====== RECORDS SHOWN

PR #5464, opened 2023-02-10
Prevented unnessasary StringBuilder/StringBuffer creation

tbw777:
No need to create SB every time.
Its more better to reuse existing object via setLength(0) method call.

BUILD SUCCESSFUL

### DIFF
--- a/apisupport/apisupport.ant/src/org/netbeans/modules/apisupport/project/universe/ModuleList.java
+++ b/apisupport/apisupport.ant/src/org/netbeans/modules/apisupport/project/universe/ModuleList.java
@@ -547,7 +547,7 @@ public final class ModuleList {
             }
         } catch(IllegalArgumentException e) {
             LOG.log(Level.WARNING, "Error getting subelements, malformed xml");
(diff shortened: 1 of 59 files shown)


lkishalmi:
Well, yet another set of ambivalent changes.

Some of these could be valid, some of them indifferent and there are a few places, when it hurts the readability of the code a little.

Object creation in Java is cheap, really cheap. Doing these optimization on exception handlers, test code, simply does not worth.

Also there are a lot of places where the new code is more complex than the original one including a null check. that's just bad.

lkishalmi:
And very low value/noise ratio.

mbien:
object reuse can be more expensive than allocating a new object. That is the whole point of a generational garbage collector: it is very good at cleaning short lived objects in chunks since it assumes most of them are short lived.

I am not in favor of blindly applying this everywhere since it is not obvious that it is of any benefit. If there are places identified which benefit from this - awesome. But lets not do this everywhere.

going to remove myself from the review list since I don't really want to review this unless it is reduces to a manageable size and proven that it is of any benefit.

PR #5465, opened 2023-02-10
Added ExecutorService close() where possible

tbw777:
try-with-resource for closing resources


matthiasblaesing:
This is invalid. `close` was added to `ExecutorService` in 19 and is just an alias for `shutdown`.

tbw777:
You are right

PR #5468, opened 2023-02-11
Moved operations closest to usage place

tbw777:
Changes was maked for next cases:

- Not a primitive links or types
- No side effects
- File not a test
- If memory allocation and returns exist
- If return exist
- If complex operation
- If increase readability
- Single place of usage - no need on other conditional cases
- If paint method
- If synchronized method body inside init
- If xml processing

Covarage:

- websvccommon
- webcommon
- platform
- nbi
- nbbuild
- nb
- apisupport

BUILD SUCCESSFUL

Example:
```java
@Override
public Component getTableCellRendererComponent(JTable table, Object value, boolean isSelected, 
        boolean hasFocus, int row, int column) {

    /*moved below >>>*/
    //Component ret =  super.getTableCellRendererComponent(table, value, isSelected, hasFocus, row, column);

    String paramName = (String) tableModel.getValueAt(row, 0);

    if (value == null) {
    } else if (paramName.contains(Constants.PASSWORD)) {
        return new JPasswordField((String) value); //<<< no catch return found
    } 

    //return ret; //removed
    return /*>>>*/ super.getTableCellRendererComponent(table, value, isSelected, hasFocus, row, column);
}
```

```java
public CloseOperationState canCloseElement() {
    /*moved below >>>*/
    //final CloneableEditorSupport sup = getLookup().lookup(CloneableEditorSupport.class);

    Enumeration<CloneableTopComponent> en = getReference().getComponents();
    if (en.hasMoreElements()) {
        en.nextElement();
        if (en.hasMoreElements()) {
            // at least two is OK
            return CloseOperationState.STATE_OK;
        }
    }
    
    Savable sav = getLookup().lookup(Savable.class);
    if (sav != null) {
        AbstractAction save = new AbstractAction() {
            @Override
            public void actionPerformed(ActionEvent e) {
                try {
                    /*>>>*/ 
                    CloneableEditorSupport sup = getLookup().lookup(CloneableEditorSupport.class);
                    sup.saveDocument();
                } catch (IOException ex) {
                }
            }
        };
```
```java
@Override
public void actionPerformed (ActionEvent e) {
    WindowManagerImpl wmi = WindowManagerImpl.getInstance();
    ModeImpl contextMode = getMode2WorkWith();
    if( null == contextMode )
        return; //just being paranoid
    if( null != slidingMode ) {
        //WindowManagerImpl.getInstance().userRestoredMode( slidingMode, contextMode );
        wmi.userRestoredMode( slidingMode, contextMode ); //<<<
    } else {
        boolean isDocked = contextMode.getState() == Constants.MODE_STATE_JOINED;

        if (!isDocked) {
            wmi.userDockedMode(contextMode);
        }
    }
}
```
```java
private boolean processShortcut(KeyEvent ev) {
    //ignore shortcut keys when the IDE is shutting down
    if (NbLifecycleManager.isExiting()) {
        ev.consume();
        return true;
    }

    //KeyStroke ks = KeyStroke.getKeyStrokeForEvent(ev); //<<< removed
    Window w = SwingUtilities.windowForComponent(ev.getComponent());

    // don't process shortcuts if this is a help frame
    if ((w instanceof JFrame) && ((JFrame)w).getRootPane().getClientProperty("netbeans.helpframe") != null) // NOI18N
        return true;

    KeyStroke ks = KeyStroke.getKeyStrokeForEvent(ev); //<<< also synchronized here
```
```java
private void checkSemicolon(int offset) {
//...
//int originalOffset = ts.offset(); //<<< removed
CharSequence originalText = ts.token().text();

Token<? extends JsTokenId> previous = LexUtilities.findPrevious(ts, IGNORED);
if (previous != null && previous.id() == JsTokenId.OPERATOR_SEMICOLON) {
    return;
}
// we are probably at the end of file without the semicolon
int originalOffset = ts.offset(); //<<< also synchronized here
fileOffset = context.parserResult.getSnapshot().getOriginalOffset(originalOffset);
addMissingSemicolonHint(fileOffset, originalText.toString());
```
```java
@Override
public void run(JsParserResult result, SchedulerEvent event) {
    //remove the last occurrences - the CSL caches the last found occurences for us
    //range2Attribs = null; //<<< removed
    if (range2Attribs != null) {
        range2Attribs.clear();
    }

    if(cancelled) {
        cancelled = false;
        return ;
    }
    int offset = result.getSnapshot().getEmbeddedOffset(caretPosition);
    //Set<OffsetRange> ranges = findOccurrenceRanges(result, offset); //<<< removed
    //range2Attribs = new HashMap<>(); //<<< removed
    if(cancelled) {
        cancelled = false;
        return ;
    }

    if (range2Attribs == null) {
        range2Attribs = new HashMap<>();
    }

    if (range2Attribs == null) { //<<<
        range2Attribs = new HashMap<>(); //<<<
    } //<<<

    Set<OffsetRange> ranges = findOccurrenceRanges(result, offset); //<<< complex operation
    for (OffsetRange offsetRange : ranges) {
        range2Attribs.put(ModelUtils.documentOffsetRange(result, offsetRange.getStart(), offsetRange.getEnd()), ColoringAttributes.MARK_OCCURRENCES);
    }
}
```

### DIFF
--- a/apisupport/apisupport.ant/src/org/netbeans/modules/apisupport/project/queries/JavadocForBinaryImpl.java
+++ b/apisupport/apisupport.ant/src/org/netbeans/modules/apisupport/project/queries/JavadocForBinaryImpl.java
@@ -65,11 +65,11 @@ public final class JavadocForBinaryImpl implements JavadocForBinaryQueryImplemen
         }
         String cnbdashes = cnb.replace('.', '-');
         try {
-            final List<URL> candidates = new ArrayList<URL>();
             NbPlatform platform = project.getPlatform(false);
             if (platform == null) {
                 return null;
             }
+            final List<URL> candidates = new ArrayList<URL>();
             for (URL root : platform.getJavadocRoots()) {
                 candidates.add(new URL(root, cnbdashes + "/")); // NOI18N
             }
--- a/apisupport/apisupport.ant/src/org/netbeans/modules/apisupport/project/ui/LibrariesNode.java
+++ b/apisupport/apisupport.ant/src/org/netbeans/modules/apisupport/project/ui/LibrariesNode.java
@@ -274,11 +274,11 @@ final class LibrariesNode extends AbstractNode {
         }
 
         private Node createLibraryPackageViewNode(FileObject jfo) {
-            Icon icon = getLibrariesIcon();
             FileObject root = FileUtil.getArchiveRoot(jfo);
             if (root == null) {
                 return Node.EMPTY;
             }
+            Icon icon = getLibrariesIcon();
             String name = String.format(getMessage("LBL_WrappedLibraryFmt"), FileUtil.toFile(jfo).getName());
             return ActionFilterNode.create(PackageView.createPackageView(new LibrariesSourceGroup(root, name, icon, icon)));
         }
--- a/apisupport/apisupport.ant/src/org/netbeans/modules/apisupport/project/ui/customizer/SuiteCustomizerLibraries.java
+++ b/apisupport/apisupport.ant/src/org/netbeans/modules/apisupport/project/ui/customizer/SuiteCustomizerLibraries.java
@@ -401,11 +401,6 @@ public final class SuiteCustomizerLibraries extends NbPropertyPanel.Suite
     
     @Override
     public void store() {
-        // TODO C.P: disable buttons/show button "Upgrade"??? on old harness
-        Set<String> enabledClusters = new TreeSet<String>();
-        Set<String> disabledModules = new TreeSet<String>();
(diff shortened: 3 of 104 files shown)


matthiasblaesing:
Which problem is fixed by a change over 107 files? As now multiply stated: Beautification for its own sake is not welcome. This just adds noise to the codebases history.

tbw777:
To execute only needed code

lkishalmi:
Do you have statistical analysis, that with these changes the IDE performs any better? And if yes, how munch? Of course the overall performance of the IDE would be questionable "metric" alone.

-1 again.

Why are you doing these? What's your purpose with these kind of PRs?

============

_REQUIRED WORK_:
Return exactly the lines from the one containing "(diff shortened: 3 of 104 files shown)" to the last line of the data, and nothing more.

_SOLUTION FOR THIS TASK_:
(diff shortened: 3 of 104 files shown)


matthiasblaesing:
Which problem is fixed by a change over 107 files? As now multiply stated: Beautification for its own sake is not welcome. This just adds noise to the codebases history.

tbw777:
To execute only needed code

lkishalmi:
Do you have statistical analysis, that with these changes the IDE performs any better? And if yes, how munch? Of course the overall performance of the IDE would be questionable "metric" alone.

-1 again.

Why are you doing these? What's your purpose with these kind of PRs?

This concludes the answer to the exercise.